From: NeilBrown <neilb@suse.de>
To: "Artem S. Tashkinov" <t.artem@lycos.com>
Cc: david@lang.hm, linux-kernel@vger.kernel.org,
	torvalds@linux-foundation.org, linux-fsdevel@vger.kernel.org,
	axboe@kernel.dk, linux-mm@kvack.org
Subject: Re: Disabling in-memory write cache for x86-64 in Linux II
Date: Sat, 26 Oct 2013 09:11:12 +1100	[thread overview]
Message-ID: <20131026091112.241da260@notabene.brown> (raw)
In-Reply-To: <476525596.14731.1382735024280.JavaMail.mail@webmail11>

[-- Attachment #1: Type: text/plain, Size: 4860 bytes --]
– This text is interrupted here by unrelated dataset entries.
PR #865, opened 2017-05-22
SkipChain Manager 2/2

### LINKED ISSUE #859: add scmgr

ineiti:
Closes #859

### DIFF
--- a/scmgr/app.go
+++ b/scmgr/app.go
@@ -25,6 +25,7 @@ import (
 	"strings"
 
 	"github.com/dedis/cothority/skipchain"
+	"gopkg.in/dedis/onet.v1"
 	"gopkg.in/dedis/onet.v1/log"
 	"gopkg.in/dedis/onet.v1/network"
 	"gopkg.in/urfave/cli.v1"
@@ -237,7 +238,7 @@ func addWeb(c *cli.Context) error {
 		log.Fatal("Please give skipchain-id and html-file to save")
 	}
 	for i, s := range c.Args() {
-		log.Print(i, s)
+		log.Info(i, s)
 	}
 	cfg := getConfigOrFail(c)
 	sb := cfg.Sbm.GetFuzzy(c.Args().First())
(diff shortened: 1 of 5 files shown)


scmgr/app.go
```diff
@@ -0,0 +1,562 @@
...
+
+// Returns the number of calls.
+func add(c *cli.Context) error {
+	log.Info("Adding a block with a new group")
+	if c.NArg() < 2 {
+		return errors.New("Please give group-file and id to add")
+	}
+	group := readGroup(c, 1)
+	cfg := getConfigOrFail(c)
+	sb := cfg.Sbm.GetFuzzy(c.Args().First())
```
nikkolasg: the joy of naming ;)

scmgr/app.go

On Fri, 25 Oct 2013 21:03:44 +0000 (UTC) "Artem S. Tashkinov"
<t.artem@lycos.com> wrote:

> Oct 26, 2013 02:44:07 AM, neil wrote:
> On Fri, 25 Oct 2013 18:26:23 +0000 (UTC) "Artem S. Tashkinov"
> >> 
> >> Exactly. And not being able to use applications which show you IO performance
> >> like Midnight Commander. You might prefer to use "cp -a" but I cannot imagine
> >> my life without being able to see the progress of a copying operation. With the current
> >> dirty cache there's no way to understand how you storage media actually behaves.
> >
> >So fix Midnight Commander.  If you want the copy to be actually finished when
> >it says  it is finished, then it needs to call 'fsync()' at the end.
> 
> This sounds like a very bad joke. How applications are supposed to show and
> calculate an _average_ write speed if there are no kernel calls/ioctls to actually
> make the kernel flush dirty buffers _during_ copying? Actually it's a good way to
> solve this problem in user space - alas, even if such calls are implemented, user
> space will start using them only in 2018 if not further from that.

But there is a way to flush dirty buffers *during* copies.  
  man 2 sync_file_range

if giving precise feedback is is paramount importance to you, then this would
be the interface to use.
> 
> >> 
> >> Per device dirty cache seems like a nice idea, I, for one, would like to disable it
> >> altogether or make it an absolute minimum for things like USB flash drives - because
> >> I don't care about multithreaded performance or delayed allocation on such devices -
> >> I'm interested in my data reaching my USB stick ASAP - because it's how most people
> >> use them.
> >>
> >
> >As has already been said, you can substantially disable  the cache by tuning
> >down various values in /proc/sys/vm/.
> >Have you tried?
> 
> I don't understand who you are replying to. I asked about per device settings, you are
> again referring me to system wide settings - they don't look that good if we're talking
> about a 3MB/sec flash drive and 500MB/sec SSD drive. Besides it makes no sense
> to allocate 20% of physical RAM for things which don't belong to it in the first place.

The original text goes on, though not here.